About this task
Your output must be a faithful copy of the listing underneath.

Information shown

PR #114, opened 2022-02-02
Fix previous button on first stage of wizard not redirecting to do you have a partner screen

paweljanicki:
- Update `registerWizard` method to accept cancelRoute and previousRoute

Result below
PR #114, opened 2022-02-02
Fix previous button on first stage of wizard not redirecting to do you have a partner screen

paweljanicki:
- Update `registerWizard` method to accept cancelRoute and previousRoute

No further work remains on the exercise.